WORK REQUIRED: Restate, word for word, the lines from the opening line of the data through the line containing "I also made", both included, and nothing else.

Stored items

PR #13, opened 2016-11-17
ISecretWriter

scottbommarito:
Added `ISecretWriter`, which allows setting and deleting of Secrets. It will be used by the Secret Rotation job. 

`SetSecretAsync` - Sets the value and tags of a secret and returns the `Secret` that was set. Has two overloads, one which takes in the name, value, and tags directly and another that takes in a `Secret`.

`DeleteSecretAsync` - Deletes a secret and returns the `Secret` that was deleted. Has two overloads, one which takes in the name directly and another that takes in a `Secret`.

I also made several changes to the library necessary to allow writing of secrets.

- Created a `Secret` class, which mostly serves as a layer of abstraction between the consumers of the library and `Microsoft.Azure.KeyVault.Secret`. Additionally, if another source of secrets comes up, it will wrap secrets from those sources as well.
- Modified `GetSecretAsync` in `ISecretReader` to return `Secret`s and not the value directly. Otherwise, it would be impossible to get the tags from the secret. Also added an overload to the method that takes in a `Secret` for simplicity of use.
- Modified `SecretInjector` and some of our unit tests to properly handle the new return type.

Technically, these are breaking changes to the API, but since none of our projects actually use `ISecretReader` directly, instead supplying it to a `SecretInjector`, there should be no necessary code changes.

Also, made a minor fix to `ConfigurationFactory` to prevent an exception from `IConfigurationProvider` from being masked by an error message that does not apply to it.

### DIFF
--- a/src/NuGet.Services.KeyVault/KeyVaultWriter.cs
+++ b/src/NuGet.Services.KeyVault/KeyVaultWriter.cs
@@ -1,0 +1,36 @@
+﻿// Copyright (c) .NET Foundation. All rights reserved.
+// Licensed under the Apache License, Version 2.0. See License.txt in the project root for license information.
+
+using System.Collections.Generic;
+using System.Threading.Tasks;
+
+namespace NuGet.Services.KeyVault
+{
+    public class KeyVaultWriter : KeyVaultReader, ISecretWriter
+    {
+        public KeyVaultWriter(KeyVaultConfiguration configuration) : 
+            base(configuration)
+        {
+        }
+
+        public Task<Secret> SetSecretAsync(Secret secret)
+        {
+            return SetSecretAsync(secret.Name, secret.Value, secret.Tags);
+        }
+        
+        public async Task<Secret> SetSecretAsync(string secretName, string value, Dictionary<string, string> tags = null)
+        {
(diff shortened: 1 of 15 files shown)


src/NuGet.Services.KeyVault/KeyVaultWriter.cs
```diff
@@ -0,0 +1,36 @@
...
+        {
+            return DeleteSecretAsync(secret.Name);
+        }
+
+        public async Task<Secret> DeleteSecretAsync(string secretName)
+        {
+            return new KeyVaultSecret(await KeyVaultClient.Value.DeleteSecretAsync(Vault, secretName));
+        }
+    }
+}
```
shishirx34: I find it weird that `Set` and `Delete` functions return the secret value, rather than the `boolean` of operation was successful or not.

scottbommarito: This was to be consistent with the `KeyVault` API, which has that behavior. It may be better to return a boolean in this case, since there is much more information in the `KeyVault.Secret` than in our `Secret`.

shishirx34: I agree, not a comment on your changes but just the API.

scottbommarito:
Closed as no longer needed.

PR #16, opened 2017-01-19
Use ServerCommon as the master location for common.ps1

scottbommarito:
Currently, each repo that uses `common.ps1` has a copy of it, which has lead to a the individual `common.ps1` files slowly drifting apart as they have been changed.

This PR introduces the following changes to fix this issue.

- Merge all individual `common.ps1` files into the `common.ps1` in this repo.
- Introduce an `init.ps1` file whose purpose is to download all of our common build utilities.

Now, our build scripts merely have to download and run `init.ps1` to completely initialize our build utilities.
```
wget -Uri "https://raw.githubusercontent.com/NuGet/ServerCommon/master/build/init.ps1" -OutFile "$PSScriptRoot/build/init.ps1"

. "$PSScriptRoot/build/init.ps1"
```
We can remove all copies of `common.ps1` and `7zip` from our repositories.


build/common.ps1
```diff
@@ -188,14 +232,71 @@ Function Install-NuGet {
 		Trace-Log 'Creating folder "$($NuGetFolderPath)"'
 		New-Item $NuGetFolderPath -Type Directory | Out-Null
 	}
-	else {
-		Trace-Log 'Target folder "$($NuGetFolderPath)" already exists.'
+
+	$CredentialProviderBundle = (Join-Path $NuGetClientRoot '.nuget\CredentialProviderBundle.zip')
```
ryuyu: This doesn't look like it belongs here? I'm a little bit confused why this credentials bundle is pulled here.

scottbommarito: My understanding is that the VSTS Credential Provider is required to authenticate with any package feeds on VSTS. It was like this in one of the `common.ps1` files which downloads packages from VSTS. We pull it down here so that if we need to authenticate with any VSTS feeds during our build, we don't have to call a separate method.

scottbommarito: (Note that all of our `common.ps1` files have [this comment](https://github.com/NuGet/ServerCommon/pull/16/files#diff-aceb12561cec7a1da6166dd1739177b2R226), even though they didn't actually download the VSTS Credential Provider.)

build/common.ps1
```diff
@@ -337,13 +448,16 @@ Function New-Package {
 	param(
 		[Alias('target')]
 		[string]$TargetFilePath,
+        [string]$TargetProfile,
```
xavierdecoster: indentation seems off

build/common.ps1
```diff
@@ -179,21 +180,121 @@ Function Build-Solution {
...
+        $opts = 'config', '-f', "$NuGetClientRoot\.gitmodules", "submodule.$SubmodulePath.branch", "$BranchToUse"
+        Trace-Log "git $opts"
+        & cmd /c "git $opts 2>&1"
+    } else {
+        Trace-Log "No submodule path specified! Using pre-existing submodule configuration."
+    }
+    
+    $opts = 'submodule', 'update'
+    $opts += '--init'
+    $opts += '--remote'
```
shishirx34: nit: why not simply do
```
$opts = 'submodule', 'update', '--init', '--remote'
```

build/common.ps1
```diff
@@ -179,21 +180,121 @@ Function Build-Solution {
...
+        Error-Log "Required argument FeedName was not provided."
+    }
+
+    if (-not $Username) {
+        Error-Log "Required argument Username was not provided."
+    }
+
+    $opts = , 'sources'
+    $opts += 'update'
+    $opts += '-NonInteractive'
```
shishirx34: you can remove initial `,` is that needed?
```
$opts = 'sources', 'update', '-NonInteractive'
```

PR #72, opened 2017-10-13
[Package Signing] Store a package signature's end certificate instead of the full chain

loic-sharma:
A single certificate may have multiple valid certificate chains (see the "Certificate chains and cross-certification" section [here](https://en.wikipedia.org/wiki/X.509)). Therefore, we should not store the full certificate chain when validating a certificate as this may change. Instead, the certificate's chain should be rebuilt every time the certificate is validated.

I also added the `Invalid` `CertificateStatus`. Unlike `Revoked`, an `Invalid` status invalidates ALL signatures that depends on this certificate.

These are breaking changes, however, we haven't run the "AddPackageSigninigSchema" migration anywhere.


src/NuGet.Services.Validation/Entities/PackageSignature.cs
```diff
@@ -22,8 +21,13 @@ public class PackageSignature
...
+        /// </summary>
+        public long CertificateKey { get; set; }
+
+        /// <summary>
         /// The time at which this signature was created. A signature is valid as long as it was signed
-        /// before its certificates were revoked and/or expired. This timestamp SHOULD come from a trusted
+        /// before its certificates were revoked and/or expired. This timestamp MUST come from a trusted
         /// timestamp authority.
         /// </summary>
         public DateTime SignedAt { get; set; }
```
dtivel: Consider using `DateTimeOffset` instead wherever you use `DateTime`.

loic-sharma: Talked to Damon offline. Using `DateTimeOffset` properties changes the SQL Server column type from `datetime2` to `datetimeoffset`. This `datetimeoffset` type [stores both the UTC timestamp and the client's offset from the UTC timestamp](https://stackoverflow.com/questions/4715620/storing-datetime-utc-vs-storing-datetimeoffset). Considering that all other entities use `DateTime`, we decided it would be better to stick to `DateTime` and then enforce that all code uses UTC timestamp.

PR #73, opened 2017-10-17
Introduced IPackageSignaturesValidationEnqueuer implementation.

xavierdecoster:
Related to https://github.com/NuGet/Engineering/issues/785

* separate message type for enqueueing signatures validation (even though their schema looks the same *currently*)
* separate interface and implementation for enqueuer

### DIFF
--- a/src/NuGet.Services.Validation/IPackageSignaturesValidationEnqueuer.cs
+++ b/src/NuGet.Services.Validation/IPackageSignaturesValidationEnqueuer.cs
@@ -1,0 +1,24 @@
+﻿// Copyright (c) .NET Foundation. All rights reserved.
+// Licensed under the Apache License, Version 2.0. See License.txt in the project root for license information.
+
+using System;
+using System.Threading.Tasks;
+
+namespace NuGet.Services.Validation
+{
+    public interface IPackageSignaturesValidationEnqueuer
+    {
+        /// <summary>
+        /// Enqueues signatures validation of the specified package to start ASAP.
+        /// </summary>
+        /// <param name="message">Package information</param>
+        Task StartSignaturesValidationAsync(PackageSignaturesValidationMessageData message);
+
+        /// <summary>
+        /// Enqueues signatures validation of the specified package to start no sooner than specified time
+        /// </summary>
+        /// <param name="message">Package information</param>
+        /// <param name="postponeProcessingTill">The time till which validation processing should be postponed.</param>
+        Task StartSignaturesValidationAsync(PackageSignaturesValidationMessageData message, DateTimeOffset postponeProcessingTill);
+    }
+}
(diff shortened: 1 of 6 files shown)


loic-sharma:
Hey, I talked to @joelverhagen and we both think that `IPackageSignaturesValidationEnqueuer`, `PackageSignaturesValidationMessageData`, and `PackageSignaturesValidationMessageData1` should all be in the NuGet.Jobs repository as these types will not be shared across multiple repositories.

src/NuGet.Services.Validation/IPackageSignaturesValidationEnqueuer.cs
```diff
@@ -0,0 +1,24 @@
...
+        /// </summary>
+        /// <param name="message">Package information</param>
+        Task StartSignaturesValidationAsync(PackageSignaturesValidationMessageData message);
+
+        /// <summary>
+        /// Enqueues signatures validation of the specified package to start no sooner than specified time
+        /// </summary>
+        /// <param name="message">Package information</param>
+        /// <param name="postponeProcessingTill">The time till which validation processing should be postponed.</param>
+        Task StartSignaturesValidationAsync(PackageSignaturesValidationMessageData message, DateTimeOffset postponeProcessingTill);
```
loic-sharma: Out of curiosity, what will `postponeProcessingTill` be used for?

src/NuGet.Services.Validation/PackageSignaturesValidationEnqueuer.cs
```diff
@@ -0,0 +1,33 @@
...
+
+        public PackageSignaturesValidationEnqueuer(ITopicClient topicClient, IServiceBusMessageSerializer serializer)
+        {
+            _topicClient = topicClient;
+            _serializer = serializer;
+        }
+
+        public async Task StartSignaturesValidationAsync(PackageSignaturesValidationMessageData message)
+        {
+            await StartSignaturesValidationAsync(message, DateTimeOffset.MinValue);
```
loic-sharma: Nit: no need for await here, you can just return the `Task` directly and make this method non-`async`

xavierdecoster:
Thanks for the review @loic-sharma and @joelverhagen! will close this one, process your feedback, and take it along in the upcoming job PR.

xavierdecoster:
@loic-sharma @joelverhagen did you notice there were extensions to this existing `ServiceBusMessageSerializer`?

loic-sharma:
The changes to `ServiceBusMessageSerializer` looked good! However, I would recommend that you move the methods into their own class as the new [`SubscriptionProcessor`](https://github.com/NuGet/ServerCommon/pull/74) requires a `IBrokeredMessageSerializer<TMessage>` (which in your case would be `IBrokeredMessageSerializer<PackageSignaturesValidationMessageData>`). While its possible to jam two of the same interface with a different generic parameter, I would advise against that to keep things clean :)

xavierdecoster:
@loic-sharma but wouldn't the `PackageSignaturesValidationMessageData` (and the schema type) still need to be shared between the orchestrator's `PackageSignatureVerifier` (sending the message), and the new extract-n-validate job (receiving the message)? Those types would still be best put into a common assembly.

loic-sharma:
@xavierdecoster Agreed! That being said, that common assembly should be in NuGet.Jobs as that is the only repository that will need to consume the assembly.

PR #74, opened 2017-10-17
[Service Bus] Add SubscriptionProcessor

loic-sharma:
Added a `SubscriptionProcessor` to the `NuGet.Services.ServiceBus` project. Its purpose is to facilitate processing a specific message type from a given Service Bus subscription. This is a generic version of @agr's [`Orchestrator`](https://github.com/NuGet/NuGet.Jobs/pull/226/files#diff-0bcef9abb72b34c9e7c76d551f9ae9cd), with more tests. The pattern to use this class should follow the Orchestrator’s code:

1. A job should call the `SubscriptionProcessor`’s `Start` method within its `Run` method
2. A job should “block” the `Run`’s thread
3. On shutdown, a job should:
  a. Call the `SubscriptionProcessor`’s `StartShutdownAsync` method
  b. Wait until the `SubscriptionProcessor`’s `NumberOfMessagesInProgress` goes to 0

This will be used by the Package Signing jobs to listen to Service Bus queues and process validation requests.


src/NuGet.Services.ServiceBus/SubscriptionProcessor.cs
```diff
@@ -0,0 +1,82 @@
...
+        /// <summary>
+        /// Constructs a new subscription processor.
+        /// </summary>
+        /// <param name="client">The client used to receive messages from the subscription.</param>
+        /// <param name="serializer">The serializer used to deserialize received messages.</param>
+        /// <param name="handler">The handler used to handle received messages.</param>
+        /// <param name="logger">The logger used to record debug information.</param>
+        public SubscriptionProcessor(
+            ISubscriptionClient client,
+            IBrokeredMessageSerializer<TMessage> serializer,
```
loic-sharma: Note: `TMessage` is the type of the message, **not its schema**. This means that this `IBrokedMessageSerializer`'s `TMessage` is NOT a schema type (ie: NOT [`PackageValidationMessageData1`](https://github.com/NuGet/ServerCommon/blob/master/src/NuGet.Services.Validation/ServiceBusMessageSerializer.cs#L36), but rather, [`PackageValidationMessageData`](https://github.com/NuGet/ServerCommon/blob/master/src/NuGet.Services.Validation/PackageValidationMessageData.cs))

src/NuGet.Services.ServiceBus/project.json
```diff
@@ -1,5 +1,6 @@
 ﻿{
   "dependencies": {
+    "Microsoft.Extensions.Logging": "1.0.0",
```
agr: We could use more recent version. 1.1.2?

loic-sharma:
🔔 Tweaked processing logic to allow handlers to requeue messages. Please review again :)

RESULT:
PR #13, opened 2016-11-17
ISecretWriter

scottbommarito:
Added `ISecretWriter`, which allows setting and deleting of Secrets. It will be used by the Secret Rotation job. 

`SetSecretAsync` - Sets the value and tags of a secret and returns the `Secret` that was set. Has two overloads, one which takes in the name, value, and tags directly and another that takes in a `Secret`.

`DeleteSecretAsync` - Deletes a secret and returns the `Secret` that was deleted. Has two overloads, one which takes in the name directly and another that takes in a `Secret`.

I also made several changes to the library necessary to allow writing of secrets.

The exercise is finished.